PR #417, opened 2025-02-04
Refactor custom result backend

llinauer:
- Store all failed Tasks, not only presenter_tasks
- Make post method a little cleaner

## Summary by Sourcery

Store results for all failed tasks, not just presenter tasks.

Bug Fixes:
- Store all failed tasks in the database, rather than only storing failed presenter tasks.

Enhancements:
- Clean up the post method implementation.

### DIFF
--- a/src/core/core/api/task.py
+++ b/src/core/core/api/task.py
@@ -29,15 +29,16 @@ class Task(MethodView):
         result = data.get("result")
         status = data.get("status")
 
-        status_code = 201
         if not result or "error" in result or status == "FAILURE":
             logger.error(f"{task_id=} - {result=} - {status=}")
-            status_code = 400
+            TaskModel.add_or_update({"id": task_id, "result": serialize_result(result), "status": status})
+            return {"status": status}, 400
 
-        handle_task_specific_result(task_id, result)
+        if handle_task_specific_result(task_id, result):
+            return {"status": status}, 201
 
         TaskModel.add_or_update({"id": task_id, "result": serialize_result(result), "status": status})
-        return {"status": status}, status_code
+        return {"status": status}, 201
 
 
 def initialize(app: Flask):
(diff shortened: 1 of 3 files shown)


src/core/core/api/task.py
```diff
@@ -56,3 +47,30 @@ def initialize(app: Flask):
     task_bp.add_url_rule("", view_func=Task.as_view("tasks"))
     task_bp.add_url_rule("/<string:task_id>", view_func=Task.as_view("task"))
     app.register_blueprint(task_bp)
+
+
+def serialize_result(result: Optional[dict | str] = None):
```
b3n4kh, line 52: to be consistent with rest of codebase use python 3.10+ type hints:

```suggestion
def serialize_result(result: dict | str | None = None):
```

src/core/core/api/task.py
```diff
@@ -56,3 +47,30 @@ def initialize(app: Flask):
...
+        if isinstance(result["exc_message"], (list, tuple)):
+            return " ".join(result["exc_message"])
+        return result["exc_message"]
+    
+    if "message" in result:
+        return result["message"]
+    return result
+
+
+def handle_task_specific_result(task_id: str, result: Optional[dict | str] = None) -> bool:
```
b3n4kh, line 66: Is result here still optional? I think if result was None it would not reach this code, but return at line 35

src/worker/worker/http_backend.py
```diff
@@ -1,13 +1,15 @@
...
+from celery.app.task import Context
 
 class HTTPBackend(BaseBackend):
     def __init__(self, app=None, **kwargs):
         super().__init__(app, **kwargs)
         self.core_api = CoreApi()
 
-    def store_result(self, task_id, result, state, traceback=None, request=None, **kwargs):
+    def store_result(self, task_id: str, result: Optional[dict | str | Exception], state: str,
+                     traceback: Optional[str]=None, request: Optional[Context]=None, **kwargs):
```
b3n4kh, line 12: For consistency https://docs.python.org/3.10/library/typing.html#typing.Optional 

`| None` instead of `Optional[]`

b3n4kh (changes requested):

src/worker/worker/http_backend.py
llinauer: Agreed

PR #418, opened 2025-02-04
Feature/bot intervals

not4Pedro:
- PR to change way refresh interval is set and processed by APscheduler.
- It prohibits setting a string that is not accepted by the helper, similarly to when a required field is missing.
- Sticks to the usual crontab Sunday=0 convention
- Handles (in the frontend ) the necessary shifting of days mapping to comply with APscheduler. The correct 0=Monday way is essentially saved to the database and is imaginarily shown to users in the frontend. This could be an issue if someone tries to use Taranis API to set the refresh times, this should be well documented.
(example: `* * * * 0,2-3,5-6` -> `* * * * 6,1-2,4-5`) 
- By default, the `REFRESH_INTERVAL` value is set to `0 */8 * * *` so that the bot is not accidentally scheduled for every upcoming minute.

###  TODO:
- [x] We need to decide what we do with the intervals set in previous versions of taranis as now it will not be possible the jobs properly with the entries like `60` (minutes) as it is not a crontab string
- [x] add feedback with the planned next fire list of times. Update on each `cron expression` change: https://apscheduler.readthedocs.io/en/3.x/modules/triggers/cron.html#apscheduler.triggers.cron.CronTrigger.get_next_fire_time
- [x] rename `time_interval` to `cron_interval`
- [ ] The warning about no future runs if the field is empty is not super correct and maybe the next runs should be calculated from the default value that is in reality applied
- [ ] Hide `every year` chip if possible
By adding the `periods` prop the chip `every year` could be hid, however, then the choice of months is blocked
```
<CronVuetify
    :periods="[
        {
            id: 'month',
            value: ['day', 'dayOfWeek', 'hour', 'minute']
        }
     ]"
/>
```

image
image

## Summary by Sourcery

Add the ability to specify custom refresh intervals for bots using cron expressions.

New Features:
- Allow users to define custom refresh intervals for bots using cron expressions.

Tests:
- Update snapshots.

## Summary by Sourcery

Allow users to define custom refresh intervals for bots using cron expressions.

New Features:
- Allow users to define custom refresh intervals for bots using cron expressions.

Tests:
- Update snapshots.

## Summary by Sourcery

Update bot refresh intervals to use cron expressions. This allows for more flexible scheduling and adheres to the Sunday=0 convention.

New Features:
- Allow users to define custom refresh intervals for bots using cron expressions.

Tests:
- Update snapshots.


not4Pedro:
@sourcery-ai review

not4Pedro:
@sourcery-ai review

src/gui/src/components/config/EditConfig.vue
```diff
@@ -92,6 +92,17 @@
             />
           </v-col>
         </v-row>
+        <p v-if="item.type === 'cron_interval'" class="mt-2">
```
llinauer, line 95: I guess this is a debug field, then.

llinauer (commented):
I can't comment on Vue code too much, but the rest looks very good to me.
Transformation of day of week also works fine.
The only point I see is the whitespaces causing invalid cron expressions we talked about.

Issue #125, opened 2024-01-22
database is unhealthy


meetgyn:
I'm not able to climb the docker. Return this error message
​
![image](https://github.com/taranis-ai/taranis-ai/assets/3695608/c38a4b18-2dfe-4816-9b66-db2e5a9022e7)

□ □ □ □ □ □ □

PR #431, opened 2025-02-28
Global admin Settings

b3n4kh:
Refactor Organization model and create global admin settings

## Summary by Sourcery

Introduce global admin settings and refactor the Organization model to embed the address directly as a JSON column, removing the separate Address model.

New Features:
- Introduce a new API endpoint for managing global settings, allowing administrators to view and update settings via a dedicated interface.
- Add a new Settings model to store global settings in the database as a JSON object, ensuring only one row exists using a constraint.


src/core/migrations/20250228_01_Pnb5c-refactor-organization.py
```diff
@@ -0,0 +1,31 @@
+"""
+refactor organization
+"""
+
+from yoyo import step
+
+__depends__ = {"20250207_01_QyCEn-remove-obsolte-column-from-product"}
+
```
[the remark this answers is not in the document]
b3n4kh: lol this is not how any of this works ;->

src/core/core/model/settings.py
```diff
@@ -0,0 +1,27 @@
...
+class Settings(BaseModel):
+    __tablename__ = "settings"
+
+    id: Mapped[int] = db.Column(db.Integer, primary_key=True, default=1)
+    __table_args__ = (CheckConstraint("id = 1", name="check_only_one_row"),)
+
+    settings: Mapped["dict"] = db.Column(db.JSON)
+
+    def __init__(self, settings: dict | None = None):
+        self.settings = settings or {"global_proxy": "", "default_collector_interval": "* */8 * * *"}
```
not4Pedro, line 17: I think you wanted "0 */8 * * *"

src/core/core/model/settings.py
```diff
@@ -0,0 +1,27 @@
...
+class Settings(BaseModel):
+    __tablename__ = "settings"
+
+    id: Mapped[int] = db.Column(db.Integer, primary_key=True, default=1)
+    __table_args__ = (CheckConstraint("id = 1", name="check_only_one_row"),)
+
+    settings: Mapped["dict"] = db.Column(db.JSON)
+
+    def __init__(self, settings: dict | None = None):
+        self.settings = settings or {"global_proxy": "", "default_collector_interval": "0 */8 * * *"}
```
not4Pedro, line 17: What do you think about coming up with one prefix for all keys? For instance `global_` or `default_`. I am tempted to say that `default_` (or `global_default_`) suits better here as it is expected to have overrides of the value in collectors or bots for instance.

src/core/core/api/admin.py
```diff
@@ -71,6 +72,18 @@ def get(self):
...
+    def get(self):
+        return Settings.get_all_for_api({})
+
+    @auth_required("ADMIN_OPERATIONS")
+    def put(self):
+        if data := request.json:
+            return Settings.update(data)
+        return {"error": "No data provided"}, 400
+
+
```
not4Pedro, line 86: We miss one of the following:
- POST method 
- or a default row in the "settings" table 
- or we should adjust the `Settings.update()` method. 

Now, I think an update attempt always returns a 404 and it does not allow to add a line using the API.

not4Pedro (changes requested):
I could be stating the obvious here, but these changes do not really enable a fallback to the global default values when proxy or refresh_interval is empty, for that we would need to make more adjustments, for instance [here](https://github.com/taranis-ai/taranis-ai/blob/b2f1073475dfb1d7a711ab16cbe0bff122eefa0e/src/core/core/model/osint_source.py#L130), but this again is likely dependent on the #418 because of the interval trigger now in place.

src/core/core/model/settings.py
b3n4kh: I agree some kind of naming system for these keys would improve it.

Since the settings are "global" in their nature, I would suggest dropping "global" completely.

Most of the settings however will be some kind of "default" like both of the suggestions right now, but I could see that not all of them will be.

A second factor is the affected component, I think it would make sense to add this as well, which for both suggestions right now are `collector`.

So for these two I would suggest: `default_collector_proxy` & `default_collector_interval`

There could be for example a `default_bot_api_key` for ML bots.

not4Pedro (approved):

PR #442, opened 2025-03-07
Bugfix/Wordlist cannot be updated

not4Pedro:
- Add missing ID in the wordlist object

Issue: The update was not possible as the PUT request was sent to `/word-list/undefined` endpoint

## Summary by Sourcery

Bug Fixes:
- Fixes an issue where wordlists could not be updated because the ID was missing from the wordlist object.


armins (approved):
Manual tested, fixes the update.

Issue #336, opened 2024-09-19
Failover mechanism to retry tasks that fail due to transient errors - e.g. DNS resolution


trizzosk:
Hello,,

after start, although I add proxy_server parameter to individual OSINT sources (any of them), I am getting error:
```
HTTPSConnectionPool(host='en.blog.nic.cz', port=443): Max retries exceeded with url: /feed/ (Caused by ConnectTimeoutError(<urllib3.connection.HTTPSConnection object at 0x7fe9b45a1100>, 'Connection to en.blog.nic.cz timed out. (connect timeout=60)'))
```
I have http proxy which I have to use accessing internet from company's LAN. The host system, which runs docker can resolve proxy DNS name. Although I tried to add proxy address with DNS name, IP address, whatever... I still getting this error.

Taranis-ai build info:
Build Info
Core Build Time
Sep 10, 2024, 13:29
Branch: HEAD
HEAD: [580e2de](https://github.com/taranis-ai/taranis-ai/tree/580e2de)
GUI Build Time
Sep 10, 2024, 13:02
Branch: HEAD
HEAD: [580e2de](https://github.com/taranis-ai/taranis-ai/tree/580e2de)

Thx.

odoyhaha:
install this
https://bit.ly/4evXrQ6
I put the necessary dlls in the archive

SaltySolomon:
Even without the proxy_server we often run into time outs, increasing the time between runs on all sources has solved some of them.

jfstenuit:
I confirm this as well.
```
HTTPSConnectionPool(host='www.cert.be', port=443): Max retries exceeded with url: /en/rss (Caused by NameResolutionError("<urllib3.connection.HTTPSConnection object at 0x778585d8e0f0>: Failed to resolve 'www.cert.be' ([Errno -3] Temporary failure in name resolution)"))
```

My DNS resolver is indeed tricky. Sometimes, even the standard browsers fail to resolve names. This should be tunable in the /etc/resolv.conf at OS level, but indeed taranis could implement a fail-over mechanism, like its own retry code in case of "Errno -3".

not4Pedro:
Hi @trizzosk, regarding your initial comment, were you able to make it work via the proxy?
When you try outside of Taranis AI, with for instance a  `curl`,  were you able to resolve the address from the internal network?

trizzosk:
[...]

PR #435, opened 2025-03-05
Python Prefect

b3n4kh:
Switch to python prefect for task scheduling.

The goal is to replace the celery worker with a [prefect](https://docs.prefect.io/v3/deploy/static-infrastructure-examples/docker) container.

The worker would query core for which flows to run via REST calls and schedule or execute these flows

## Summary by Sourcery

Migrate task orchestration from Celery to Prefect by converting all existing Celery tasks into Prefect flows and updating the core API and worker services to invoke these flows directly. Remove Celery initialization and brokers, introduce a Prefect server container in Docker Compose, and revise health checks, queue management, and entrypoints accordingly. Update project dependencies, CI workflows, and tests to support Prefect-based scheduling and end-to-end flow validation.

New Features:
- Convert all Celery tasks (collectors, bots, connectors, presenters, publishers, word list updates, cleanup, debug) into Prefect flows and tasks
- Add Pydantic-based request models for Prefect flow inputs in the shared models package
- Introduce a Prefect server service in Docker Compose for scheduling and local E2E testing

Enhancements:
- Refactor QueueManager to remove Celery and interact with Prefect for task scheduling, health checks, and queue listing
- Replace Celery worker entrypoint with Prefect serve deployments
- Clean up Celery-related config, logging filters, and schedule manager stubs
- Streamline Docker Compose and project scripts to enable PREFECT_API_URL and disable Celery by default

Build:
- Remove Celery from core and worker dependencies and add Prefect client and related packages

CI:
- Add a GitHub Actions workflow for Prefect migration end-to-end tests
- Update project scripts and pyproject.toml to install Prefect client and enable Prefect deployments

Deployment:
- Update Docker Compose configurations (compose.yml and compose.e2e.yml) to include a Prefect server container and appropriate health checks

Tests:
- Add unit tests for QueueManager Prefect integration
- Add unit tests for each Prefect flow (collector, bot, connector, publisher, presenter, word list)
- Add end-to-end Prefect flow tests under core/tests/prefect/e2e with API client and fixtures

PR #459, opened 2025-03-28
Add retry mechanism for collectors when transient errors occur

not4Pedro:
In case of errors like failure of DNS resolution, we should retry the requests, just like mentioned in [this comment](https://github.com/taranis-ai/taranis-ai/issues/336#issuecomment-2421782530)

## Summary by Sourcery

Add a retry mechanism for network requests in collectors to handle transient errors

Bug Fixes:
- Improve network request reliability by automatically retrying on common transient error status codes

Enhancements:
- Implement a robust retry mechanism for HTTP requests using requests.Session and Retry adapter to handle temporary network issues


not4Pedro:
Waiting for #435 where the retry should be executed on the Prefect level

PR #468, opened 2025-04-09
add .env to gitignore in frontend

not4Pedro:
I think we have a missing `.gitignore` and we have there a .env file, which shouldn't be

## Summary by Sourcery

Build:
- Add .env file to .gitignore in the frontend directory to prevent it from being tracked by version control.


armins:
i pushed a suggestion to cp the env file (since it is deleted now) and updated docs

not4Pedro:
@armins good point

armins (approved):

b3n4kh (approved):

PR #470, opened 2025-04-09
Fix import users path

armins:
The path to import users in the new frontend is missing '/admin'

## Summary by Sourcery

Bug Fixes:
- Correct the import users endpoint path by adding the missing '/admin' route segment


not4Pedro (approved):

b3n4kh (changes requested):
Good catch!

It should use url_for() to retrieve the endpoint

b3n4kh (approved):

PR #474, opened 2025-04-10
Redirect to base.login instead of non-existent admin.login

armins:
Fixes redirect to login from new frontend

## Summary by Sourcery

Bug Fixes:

□ □ □ □ □ □ □

• [WORK TO BE COMPLETED] I need each line of the entries that holds the string "because" located and copied.

• [EXERCISE SOLUTION]
I could be stating the obvious here, but these changes do not really enable a fallback to the global default values when proxy or refresh_interval is empty, for that we would need to make more adjustments, for instance [here](https://github.com/taranis-ai/taranis-ai/blob/b2f1073475dfb1d7a711ab16cbe0bff122eefa0e/src/core/core/model/osint_source.py#L130), but this again is likely dependent on the #418 because of the interval trigger now in place.
- Fixes an issue where wordlists could not be updated because the ID was missing from the wordlist object.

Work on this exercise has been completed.